### GOAL OF THE EXERCISE
Which lines in the records below include the word "display"? Report each of them in full.

### SOURCE INFORMATION
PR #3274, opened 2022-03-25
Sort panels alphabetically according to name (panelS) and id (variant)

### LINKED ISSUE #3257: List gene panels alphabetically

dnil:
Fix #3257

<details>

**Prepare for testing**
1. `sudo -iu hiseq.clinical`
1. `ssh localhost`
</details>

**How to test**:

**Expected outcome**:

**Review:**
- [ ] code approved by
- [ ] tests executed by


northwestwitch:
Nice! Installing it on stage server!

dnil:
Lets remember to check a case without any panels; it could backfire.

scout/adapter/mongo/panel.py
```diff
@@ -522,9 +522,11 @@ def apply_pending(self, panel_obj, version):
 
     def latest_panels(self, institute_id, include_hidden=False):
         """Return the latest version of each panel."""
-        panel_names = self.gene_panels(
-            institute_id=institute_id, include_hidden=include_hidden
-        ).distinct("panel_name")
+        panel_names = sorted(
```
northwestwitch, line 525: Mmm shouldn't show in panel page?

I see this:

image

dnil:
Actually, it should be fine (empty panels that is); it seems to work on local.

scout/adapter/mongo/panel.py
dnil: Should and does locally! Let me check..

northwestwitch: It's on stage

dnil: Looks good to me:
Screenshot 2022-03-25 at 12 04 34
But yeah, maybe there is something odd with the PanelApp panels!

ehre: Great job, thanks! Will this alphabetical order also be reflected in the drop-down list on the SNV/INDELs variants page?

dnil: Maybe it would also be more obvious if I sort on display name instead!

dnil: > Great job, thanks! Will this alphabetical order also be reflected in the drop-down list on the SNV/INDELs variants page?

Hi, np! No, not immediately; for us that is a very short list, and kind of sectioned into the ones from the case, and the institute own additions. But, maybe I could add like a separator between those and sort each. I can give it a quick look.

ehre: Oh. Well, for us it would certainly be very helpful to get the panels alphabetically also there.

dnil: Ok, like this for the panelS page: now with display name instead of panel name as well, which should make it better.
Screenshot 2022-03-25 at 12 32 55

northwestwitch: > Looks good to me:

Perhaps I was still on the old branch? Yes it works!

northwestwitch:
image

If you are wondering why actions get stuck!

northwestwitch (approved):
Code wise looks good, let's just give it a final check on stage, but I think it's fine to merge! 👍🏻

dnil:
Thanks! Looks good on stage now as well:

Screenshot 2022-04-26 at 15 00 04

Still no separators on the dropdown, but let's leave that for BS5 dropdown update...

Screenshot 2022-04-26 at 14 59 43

### EXERCISE OUTPUT
dnil: Maybe it would also be more obvious if I sort on display name instead!
dnil: Ok, like this for the panelS page: now with display name instead of panel name as well, which should make it better.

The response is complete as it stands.